Saved data entries:
^^^^
PR #2474, opened 2024-01-26
avoid nil panic when seaching for GPU costs in non-existent nodes

ameijer:
## What does this PR change?
* When a node isn't returned from a prom query, just default its GPU costs to 0 

* none

* stops a crashloop

* Closes ...

## How was this PR tested?
* tested in kubecost dev cluster in ADOT namespace 

* 

*

### DIFF
--- a/pkg/costmodel/metrics.go
+++ b/pkg/costmodel/metrics.go
@@ -619,8 +619,17 @@ func (cmme *CostModelMetricsEmitter) Start() bool {
 				if len(costs.GPUReq) > 0 {
 					// allocation here is set to the request because shared GPU usage not yet supported.
 					// if VPGUs, request x (actual/virtual)
-					vgpu, verr := strconv.ParseFloat(nodes[nodeName].VGPU, 64)
-					gpu, err := strconv.ParseFloat(nodes[nodeName].GPU, 64)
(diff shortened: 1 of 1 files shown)


pkg/costmodel/metrics.go
```diff
@@ -619,8 +619,17 @@ func (cmme *CostModelMetricsEmitter) Start() bool {
...
 					// allocation here is set to the request because shared GPU usage not yet supported.
 					// if VPGUs, request x (actual/virtual)
-					vgpu, verr := strconv.ParseFloat(nodes[nodeName].VGPU, 64)
-					gpu, err := strconv.ParseFloat(nodes[nodeName].GPU, 64)
+					vgpu := 0.0
+					gpu := 0.0
+					var err, verr error
+					if matchedNode, found := nodes[nodeName]; found {
+						vgpu, verr = strconv.ParseFloat(matchedNode.VGPU, 64)
+						gpu, err = strconv.ParseFloat(matchedNode.GPU, 64)
```
michaelmdresser, line 627: do you think its worth throwing up a trace log if at least one of these fails to parse?

michaelmdresser (approved):

AjayTripathy (approved):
^^^^
=== What the task asks ===
All of the data above is to be transcribed without alteration.

=== Task response ===
PR #2474, opened 2024-01-26
avoid nil panic when seaching for GPU costs in non-existent nodes

ameijer:
## What does this PR change?
* When a node isn't returned from a prom query, just default its GPU costs to 0 

* none

* stops a crashloop

* Closes ...

## How was this PR tested?
* tested in kubecost dev cluster in ADOT namespace 

* 

*

### DIFF
--- a/pkg/costmodel/metrics.go
+++ b/pkg/costmodel/metrics.go
@@ -619,8 +619,17 @@ func (cmme *CostModelMetricsEmitter) Start() bool {
 				if len(costs.GPUReq) > 0 {
 					// allocation here is set to the request because shared GPU usage not yet supported.
 					// if VPGUs, request x (actual/virtual)
-					vgpu, verr := strconv.ParseFloat(nodes[nodeName].VGPU, 64)
-					gpu, err := strconv.ParseFloat(nodes[nodeName].GPU, 64)
(diff shortened: 1 of 1 files shown)


pkg/costmodel/metrics.go
```diff
@@ -619,8 +619,17 @@ func (cmme *CostModelMetricsEmitter) Start() bool {
...
 					// allocation here is set to the request because shared GPU usage not yet supported.
 					// if VPGUs, request x (actual/virtual)
-					vgpu, verr := strconv.ParseFloat(nodes[nodeName].VGPU, 64)
-					gpu, err := strconv.ParseFloat(nodes[nodeName].GPU, 64)
+					vgpu := 0.0
+					gpu := 0.0
+					var err, verr error
+					if matchedNode, found := nodes[nodeName]; found {
+						vgpu, verr = strconv.ParseFloat(matchedNode.VGPU, 64)
+						gpu, err = strconv.ParseFloat(matchedNode.GPU, 64)
```
michaelmdresser, line 627: do you think its worth throwing up a trace log if at least one of these fails to parse?

michaelmdresser (approved):

AjayTripathy (approved):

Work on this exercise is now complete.